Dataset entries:
[Start of section]

PR #40416, opened 2022-01-14
[9.x] Fixes `containsStrict` and `modelKeys` collection method typehints

canvural:
- `modelKeys` will return integer or string (for example UUID keys) So it makes sense to change `mixed` to `array-key`
- `containsStrict` can also accept integer in it's key. `collect([[1]])->containsStrict(0, 1)` for example would check if `0` keyed item contains value `1`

[End of section]

Only the lines from the one containing "collection method typehints" through the end of the entries above belong in the answer; repeat them exactly.

[9.x] Fixes `containsStrict` and `modelKeys` collection method typehints

canvural:
- `modelKeys` will return integer or string (for example UUID keys) So it makes sense to change `mixed` to `array-key`
- `containsStrict` can also accept integer in it's key. `collect([[1]])->containsStrict(0, 1)` for example would check if `0` keyed item contains value `1`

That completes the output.